» PROBLEM TO WORK ON: From the entries below, count the lines with "possible". Write only the count.

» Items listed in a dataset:

PR #3153, opened 2021-07-13
BLADERUNNER: fix encodings for save descriptions

athrxx:
If you type save names like e. g. "äöüß" in the GMM this will now show up correctly in the ingame save/load dialogs.

You still cannot type these characters ingame due to the current implementation of UIInputBox::charIsValid(). I don't know the purpose of the function. If I comment out everything and simply return true it works fine (I can enter all these special characters). So it is not a limitation of the font, even though I have the English version. If the only reason for charIsValid() was the wrong encoding it might make sense to limit or even remove it.

### DIFF
--- a/engines/bladerunner/ui/ui_input_box.cpp
+++ b/engines/bladerunner/ui/ui_input_box.cpp
@@ -88,6 +88,9 @@ void UIInputBox::hide() {
 }
 
 void UIInputBox::handleKeyDown(const Common::KeyState &kbd) {
+	// The values that the KeyState::ascii field receives from the SDL backend are actually ISO 8859-1 encoded. They need to be
+	// reencoded to DOS so as to match the game font encoding (although we currently use UIInputBox::charIsValid() to block most
+	// extra characters, so it might not make much of a difference).
 	char kc = Common::U32String(Common::String::format("%c", kbd.ascii), Common::kISO8859_1).encode(Common::kDos850).firstChar();
 	if (_isVisible) {
 		if (charIsValid(kc) && _text.size() < _maxLength) {
--- a/engines/bladerunner/ui/ui_input_box.cpp
+++ b/engines/bladerunner/ui/ui_input_box.cpp
@@ -88,9 +88,10 @@ void UIInputBox::hide() {
 }
 
 void UIInputBox::handleKeyDown(const Common::KeyState &kbd) {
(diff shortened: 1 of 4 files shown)


bluegr:
@antoniou79 any news on this?

antoniou79:
Sorry, I didn't have the time to look into this properly yet.
I expect to do this in the following days/week.

engines/bladerunner/ui/ui_input_box.cpp
```diff
@@ -88,9 +88,10 @@ void UIInputBox::hide() {
 }
 
 void UIInputBox::handleKeyDown(const Common::KeyState &kbd) {
+	char kc = Common::U32String(Common::String::format("%c", kbd.ascii), Common::kISO8859_1).encode(Common::kDos850).firstChar();
```
peterkohaut, line 91: can you add some description & possible examples to a comment as this looks very confusing

athrxx: Done. It is kind of difficult to test, since UIInputBox::charIsValid() will block all these characters anyway (regardless of encoding). If you want to test it you have to comment out the checks in there, in particular the `kc <= '~'`.
After that it will basically depend on your locale and your keyboard which extra characters you can test (I don't know where you're located). I have tested the 'äüöß' characters. The font does have glyphs for it, even in the English version of the game.

peterkohaut: Looks okay, but SDL is only one backend (and I didn't know that SDL do conversion to 8859-1), there are more like Android or IOS.
Do we really need this feature - support for national character entry in-game? Its adding unnecessary complexity a possible issues for other backends.
Maybe we can omit this one, in ScummVM's GUI is okay, but for game... I don't think benefits surpasses the possible issues and more complex code.

sev-:
The change seems fine. Merging

sev-:
I wonder, shall this one be backported to branch-2-5?

antoniou79:
I share Peter's concerns on this; this fix introduces a support for converting utf characters into game charset glyphs, and that may lead to new issues, especially since we have support for exporting legacy format for save games, the game's glyph sets had some weirdness in the ordering of the glyphs, and that ideally we want to support fan translations that alter those sets.
I have a list of cases I wanted to check, which seemed like they would break things, but did not get around to it unfortunately.
I guess merging with master means I can test faster. 
However, at least at the moment, I think we should wait and not backport it to 2.5 straight away.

» SOLUTION TO THIS EXERCISE: 3